• [ASSIGNMENT]
What lines of the data below include the word "verify"? Report them by copying each.

• [RECORDS FOR PROCESSING]
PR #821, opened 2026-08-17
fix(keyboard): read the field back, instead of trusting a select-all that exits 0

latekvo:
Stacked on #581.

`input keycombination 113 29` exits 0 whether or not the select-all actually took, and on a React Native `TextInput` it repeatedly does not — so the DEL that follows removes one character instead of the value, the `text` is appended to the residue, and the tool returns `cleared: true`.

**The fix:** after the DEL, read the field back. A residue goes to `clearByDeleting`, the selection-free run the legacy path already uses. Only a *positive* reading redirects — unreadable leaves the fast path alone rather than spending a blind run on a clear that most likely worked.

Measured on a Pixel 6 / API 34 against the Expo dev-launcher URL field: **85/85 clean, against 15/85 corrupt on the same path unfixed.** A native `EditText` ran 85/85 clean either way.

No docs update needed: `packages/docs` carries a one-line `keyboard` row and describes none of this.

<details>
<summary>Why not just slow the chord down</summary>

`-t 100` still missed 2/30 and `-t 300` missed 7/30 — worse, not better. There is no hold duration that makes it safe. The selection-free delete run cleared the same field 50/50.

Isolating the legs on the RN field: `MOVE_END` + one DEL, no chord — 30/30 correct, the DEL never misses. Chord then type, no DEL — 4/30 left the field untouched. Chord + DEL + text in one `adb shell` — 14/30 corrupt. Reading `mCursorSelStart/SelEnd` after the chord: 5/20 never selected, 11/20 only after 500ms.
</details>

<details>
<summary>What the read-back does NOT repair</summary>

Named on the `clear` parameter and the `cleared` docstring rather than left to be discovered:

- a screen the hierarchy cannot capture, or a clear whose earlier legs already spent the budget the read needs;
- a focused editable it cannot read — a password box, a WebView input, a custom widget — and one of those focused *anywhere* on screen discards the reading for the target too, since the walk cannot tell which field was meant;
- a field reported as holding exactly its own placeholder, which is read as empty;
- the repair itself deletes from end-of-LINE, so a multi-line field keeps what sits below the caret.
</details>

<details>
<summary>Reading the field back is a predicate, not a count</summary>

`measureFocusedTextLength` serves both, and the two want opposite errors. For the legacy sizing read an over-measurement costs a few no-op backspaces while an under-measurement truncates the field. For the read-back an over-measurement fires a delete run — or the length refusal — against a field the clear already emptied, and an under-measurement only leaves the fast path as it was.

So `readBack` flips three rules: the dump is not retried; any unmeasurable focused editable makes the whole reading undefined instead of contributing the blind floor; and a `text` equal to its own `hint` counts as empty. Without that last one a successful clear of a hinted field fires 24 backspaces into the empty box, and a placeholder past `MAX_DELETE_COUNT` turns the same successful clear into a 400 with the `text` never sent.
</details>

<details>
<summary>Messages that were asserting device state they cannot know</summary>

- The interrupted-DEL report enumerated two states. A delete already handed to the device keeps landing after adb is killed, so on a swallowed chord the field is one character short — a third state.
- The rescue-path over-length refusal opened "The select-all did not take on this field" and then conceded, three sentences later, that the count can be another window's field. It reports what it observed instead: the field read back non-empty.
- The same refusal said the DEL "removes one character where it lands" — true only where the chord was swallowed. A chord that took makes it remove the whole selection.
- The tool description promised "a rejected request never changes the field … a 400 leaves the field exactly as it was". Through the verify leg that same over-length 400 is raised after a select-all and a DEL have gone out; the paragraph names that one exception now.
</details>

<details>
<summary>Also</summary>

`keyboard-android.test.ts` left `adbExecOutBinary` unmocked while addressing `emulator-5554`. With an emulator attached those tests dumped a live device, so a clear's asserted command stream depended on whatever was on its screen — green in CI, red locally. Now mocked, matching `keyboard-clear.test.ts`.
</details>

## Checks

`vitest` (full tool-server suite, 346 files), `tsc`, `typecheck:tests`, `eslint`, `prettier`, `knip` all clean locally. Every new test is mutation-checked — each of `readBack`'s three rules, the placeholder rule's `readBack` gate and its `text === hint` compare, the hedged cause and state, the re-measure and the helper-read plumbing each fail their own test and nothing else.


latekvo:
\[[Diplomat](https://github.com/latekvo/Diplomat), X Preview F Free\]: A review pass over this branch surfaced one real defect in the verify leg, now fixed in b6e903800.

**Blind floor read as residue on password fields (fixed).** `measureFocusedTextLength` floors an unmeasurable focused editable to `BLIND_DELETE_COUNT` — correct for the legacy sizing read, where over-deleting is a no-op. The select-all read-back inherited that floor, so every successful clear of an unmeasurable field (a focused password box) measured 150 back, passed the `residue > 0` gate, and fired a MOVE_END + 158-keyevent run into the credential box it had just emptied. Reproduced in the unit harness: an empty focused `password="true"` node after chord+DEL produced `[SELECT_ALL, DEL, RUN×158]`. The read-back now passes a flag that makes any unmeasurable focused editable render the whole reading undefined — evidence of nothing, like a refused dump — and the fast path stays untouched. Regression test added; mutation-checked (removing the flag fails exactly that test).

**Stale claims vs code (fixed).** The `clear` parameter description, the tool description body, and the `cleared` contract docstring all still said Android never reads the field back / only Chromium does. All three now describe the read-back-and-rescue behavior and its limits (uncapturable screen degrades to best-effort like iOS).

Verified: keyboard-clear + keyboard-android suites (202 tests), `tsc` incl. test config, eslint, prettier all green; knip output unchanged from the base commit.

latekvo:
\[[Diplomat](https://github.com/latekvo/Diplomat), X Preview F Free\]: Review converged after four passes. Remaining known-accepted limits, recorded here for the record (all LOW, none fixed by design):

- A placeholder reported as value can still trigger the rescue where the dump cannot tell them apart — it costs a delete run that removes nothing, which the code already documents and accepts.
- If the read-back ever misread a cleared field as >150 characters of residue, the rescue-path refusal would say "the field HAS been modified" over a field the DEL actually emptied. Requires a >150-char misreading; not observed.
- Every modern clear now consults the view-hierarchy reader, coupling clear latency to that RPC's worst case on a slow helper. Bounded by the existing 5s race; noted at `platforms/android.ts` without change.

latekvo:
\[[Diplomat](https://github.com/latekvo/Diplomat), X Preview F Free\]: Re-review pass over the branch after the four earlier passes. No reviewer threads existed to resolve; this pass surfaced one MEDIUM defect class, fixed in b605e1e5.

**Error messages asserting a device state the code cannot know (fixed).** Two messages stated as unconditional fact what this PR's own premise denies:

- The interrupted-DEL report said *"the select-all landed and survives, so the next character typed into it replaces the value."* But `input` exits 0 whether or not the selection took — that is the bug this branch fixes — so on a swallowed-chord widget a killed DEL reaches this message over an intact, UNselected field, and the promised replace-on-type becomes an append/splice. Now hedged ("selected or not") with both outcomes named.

• [WRITTEN RESPONSE]
- The tool description promised "a rejected request never changes the field … a 400 leaves the field exactly as it was". Through the verify leg that same over-length 400 is raised after a select-all and a DEL have gone out; the paragraph names that one exception now.
\[[Diplomat](https://github.com/latekvo/Diplomat), X Preview F Free\]: A review pass over this branch surfaced one real defect in the verify leg, now fixed in b6e903800.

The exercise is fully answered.